> EXERCISE: Collect every line in the records below that contains the word "logger".

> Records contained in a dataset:

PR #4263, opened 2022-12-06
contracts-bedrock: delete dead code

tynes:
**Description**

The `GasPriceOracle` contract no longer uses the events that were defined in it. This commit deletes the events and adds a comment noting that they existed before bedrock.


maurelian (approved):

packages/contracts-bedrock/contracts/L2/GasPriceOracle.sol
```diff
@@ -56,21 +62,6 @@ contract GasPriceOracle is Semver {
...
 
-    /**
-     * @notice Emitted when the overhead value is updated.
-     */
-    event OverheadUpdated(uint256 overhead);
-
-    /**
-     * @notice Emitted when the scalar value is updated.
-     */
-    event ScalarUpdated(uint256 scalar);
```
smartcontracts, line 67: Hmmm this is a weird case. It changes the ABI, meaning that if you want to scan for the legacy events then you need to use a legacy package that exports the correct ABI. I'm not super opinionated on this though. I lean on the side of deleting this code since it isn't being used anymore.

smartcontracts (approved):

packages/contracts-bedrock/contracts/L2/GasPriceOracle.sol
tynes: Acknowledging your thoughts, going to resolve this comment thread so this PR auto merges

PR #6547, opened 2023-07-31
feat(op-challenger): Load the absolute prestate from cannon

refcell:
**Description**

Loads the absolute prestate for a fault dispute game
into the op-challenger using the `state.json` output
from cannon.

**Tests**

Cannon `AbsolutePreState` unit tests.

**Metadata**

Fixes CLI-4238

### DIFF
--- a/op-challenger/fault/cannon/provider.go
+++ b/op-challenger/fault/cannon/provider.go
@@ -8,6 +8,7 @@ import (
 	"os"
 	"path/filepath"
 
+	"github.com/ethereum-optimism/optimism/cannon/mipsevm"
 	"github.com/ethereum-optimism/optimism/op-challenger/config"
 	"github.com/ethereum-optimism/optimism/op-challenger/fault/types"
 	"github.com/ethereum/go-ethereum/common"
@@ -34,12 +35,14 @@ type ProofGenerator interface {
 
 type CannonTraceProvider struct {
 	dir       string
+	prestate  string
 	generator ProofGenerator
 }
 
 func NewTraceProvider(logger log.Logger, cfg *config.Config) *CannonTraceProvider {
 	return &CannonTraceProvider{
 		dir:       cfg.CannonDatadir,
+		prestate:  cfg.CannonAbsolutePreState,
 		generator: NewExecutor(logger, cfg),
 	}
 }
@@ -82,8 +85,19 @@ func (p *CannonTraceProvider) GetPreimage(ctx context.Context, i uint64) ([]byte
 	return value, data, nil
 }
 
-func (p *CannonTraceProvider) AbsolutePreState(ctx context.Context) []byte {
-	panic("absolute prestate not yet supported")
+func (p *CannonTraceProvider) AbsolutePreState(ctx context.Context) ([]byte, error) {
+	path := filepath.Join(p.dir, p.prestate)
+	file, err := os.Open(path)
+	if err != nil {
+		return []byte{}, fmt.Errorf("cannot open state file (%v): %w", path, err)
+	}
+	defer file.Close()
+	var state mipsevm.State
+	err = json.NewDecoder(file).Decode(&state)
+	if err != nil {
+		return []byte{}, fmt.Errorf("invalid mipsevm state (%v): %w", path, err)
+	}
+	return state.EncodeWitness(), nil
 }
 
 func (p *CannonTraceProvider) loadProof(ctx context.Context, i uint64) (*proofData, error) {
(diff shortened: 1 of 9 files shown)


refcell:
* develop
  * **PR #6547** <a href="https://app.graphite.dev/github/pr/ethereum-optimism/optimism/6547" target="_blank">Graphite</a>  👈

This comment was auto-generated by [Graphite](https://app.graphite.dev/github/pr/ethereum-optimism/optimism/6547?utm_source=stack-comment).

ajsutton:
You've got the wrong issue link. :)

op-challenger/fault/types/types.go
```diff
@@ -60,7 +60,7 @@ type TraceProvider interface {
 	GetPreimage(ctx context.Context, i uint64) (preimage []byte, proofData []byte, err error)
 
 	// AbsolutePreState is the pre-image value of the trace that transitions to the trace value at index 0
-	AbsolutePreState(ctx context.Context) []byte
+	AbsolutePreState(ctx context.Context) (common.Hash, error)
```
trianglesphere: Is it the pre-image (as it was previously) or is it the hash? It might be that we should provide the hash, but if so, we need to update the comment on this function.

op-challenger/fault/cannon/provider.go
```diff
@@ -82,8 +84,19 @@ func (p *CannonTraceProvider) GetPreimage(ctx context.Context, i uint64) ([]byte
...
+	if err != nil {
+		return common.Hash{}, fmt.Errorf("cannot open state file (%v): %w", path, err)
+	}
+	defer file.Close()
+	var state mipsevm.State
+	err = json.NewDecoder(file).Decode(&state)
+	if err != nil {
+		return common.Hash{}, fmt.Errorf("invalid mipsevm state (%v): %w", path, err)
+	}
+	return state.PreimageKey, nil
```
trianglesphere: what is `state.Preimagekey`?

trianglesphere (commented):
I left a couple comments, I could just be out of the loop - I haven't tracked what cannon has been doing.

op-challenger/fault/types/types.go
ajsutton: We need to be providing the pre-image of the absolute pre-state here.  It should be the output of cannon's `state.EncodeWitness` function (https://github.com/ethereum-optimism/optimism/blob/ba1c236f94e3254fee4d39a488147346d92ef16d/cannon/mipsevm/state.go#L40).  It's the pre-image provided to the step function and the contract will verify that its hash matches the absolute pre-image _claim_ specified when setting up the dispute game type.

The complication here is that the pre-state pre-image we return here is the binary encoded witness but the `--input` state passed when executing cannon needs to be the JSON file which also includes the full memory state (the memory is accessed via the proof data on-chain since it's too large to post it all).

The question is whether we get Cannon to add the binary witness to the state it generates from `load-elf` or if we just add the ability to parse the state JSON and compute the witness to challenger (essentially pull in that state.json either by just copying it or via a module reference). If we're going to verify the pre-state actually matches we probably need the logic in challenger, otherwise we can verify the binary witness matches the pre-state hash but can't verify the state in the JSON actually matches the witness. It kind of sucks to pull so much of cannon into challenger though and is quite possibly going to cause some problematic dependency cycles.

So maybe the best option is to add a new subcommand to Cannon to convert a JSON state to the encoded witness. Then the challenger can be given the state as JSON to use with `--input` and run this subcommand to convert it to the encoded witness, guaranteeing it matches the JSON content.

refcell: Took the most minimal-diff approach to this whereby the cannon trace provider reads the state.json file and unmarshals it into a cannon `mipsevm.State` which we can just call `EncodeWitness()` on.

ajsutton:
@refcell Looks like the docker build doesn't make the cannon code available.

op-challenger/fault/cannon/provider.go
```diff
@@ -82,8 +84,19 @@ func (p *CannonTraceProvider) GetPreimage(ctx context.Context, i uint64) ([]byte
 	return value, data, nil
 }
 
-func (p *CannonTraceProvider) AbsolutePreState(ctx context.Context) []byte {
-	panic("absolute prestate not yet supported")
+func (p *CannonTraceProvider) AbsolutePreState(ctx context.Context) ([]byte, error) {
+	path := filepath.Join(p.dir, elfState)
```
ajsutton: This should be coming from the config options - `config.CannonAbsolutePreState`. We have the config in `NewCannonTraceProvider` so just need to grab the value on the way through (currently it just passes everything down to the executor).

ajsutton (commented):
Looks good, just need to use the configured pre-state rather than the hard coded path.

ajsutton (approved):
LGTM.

> ANSWER AREA:
 func NewTraceProvider(logger log.Logger, cfg *config.Config) *CannonTraceProvider {
 		generator: NewExecutor(logger, cfg),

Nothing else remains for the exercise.